Words fail me. It’s actually running. Previously we’d get stuck on the highlighted text in ingest-doubles.pl at printing the asterisk. Now you can see the asterisk happily being printed in the terminal window at the back of all the windows. It’s committing records to the database.
The “line 69” error that was being encountered is gone. In order to fix it, I blew away the entire Ubuntu 12.04 install and started again. Following my install steps from above for dependencies, I had installed some Perl modules not through Ubuntu’s package manager (apt-get) but through CPAN. This was a big mistake.
Sure, the window server seems crashing if I monitor the stats via the System Monitor GUI. That might be caused by a lack of proprietary NVIDIA drivers I haven’t quite installed yet. I also had some issues with setting up psql (again) with my notes not quite working but I eventually pushed on to work out the configuration. It was a little different as I didn’t choose the Ubuntu user to be named “despens”, but “ubuntu” instead.
To avoid crashing the system, we now use top instead. Postgres is running crazy on one of the CPU cores. Lucky for me single core processing is where this machine excels. When I left it, we were stepping through script 009 to check for any errors. So far so good. This is the best condition I’ve seen the script in to date. If all goes well I’ll have data in the terminal window in the background.
To shake things up a little, I added a database named turtles - instead of Geocities and everything just started working. Are the turtles watching over me, keeping this database safe? It’s the only thing that makes sense.

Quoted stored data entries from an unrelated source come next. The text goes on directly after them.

PR #846, opened 2024-10-07
Fix texture loading if casing mismatches filename

kblaschke:
Always use lower-case unqualified names to find and cache the actual textures.

### DIFF
--- a/src/libprojectM/PresetFactoryManager.cpp
+++ b/src/libprojectM/PresetFactoryManager.cpp
@@ -2,6 +2,8 @@
 
 #include <MilkdropPreset/Factory.hpp>
 
+#include <Utils.hpp>
+
 #include <algorithm>
 #include <cassert>
 #include <iostream>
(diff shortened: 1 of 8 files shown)


dpw13 (approved):
Looks good to me as long as everything builds.

src/libprojectM/PresetFactoryManager.cpp
```diff
@@ -135,9 +137,8 @@ auto PresetFactoryManager::ParseExtension(const std::string& filename) -> std::s
     if (start == std::string::npos || start >= (filename.length() - 1)) {
         return "";
     }
-    std::string ext = filename.substr(start + 1, filename.length());
-    std::transform(ext.begin(), ext.end(), ext.begin(), tolower);
-    return ext;
+
+    return Utils::ToLower(filename.substr(start + 1, filename.length()));
```
revmischa, line 141: why is it start + 1?

kblaschke: Because "start" always includes the `.`, we only want the extension without it.

Blaquewithaq (approved):

Raider1313 (approved):

Raider1313 (approved):

PR #859, opened 2024-12-11
hlslparser: Add missing "ldexp" and "faceforward" HLSL intrinsics.

kblaschke:
Had to simulate it with the "x * exp2(exp)" expression in GLSL, as GLSL only supports integer types as exponents in its native ldexp implementation, while HLSL solely uses floats.


dpw13 (approved):

revmischa (commented):
I don't have anything useful to provide here

PR #875, opened 2025-03-24
Fix playlist api headers and add tests

kblaschke:
Fixes issues mentioned in PR #874 and also adds buildsystem-based compilation tests with proper CMake-based dependency management (e.g. the compile test is re-executed every time an API header changes).


revmischa (approved):
thanks!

I’ve also been using pgAdmin3 (via GUI) in cahoots with psql (via CLI) to get an idea of what I am doing what I drop a database or create a table or forget to give the user any permissions. It has been extremely helpful in visualising the database structure. To install it just run the following:
sudo apt-get install pgadmin3
The final step in the 009 script is to run a ~18-24 hour script - a lot to ask for a database that wouldn’t even connect yesterday. After this there is one other large processing step, step 012 - the ingest.
Here’s the environment variables I was using in ~/.bashrc
It’s important to login as postgres to edit things via sudo su -postgres
. You’ll note the prompt change from ubuntu@ubuntu-MacPro:~$
to postgres@ubuntu-MacPro:~$
. This allows psql to access postgres, the superuser for psql. We then create a new role for the despens user and verify the user has been created with the same permissions as the superuser postgres.
Additional work to get the database to be able to connect to the script via despens user was needed on two files followed by a services restart. Editing /etc/postqresql/9.1/main/pq hba.conf
as above. This lets everything connect, however it wants. That’s fine. This isn’t going to be a production machine with an open to the internet database subject to hackers.
The second file, /etc/postaresql/9.1/main/postgresql.conf
, needs to be edited to allow all listening on all address. Once done, a simple…
sudo service postgresql restart
And we’re creating tables with ease. The table “doubles” didn’t exist but now it does and pgAdmin3 confirms it!
You can also see database creation through psql. It’s amazing to see it all come together. Of course, once this is up and running it can be improved upon further - as all things can. I still consider this to be at a testing stage as I am still learning how the systems in these scripts run.
After RetroChallenge 2022/10 is completed, I would like to start from step 001 to make sure I capture as much of the extra data added to the GeoCities archive after the core torrent was released. It would be great to modernise it to a newer Ubuntu system, such as 22.04, but I need to make sure I have the steps as correct as possible in 12.04 first. Regardless of what is done in the future, we’re moving forward now and that’s where we need to be!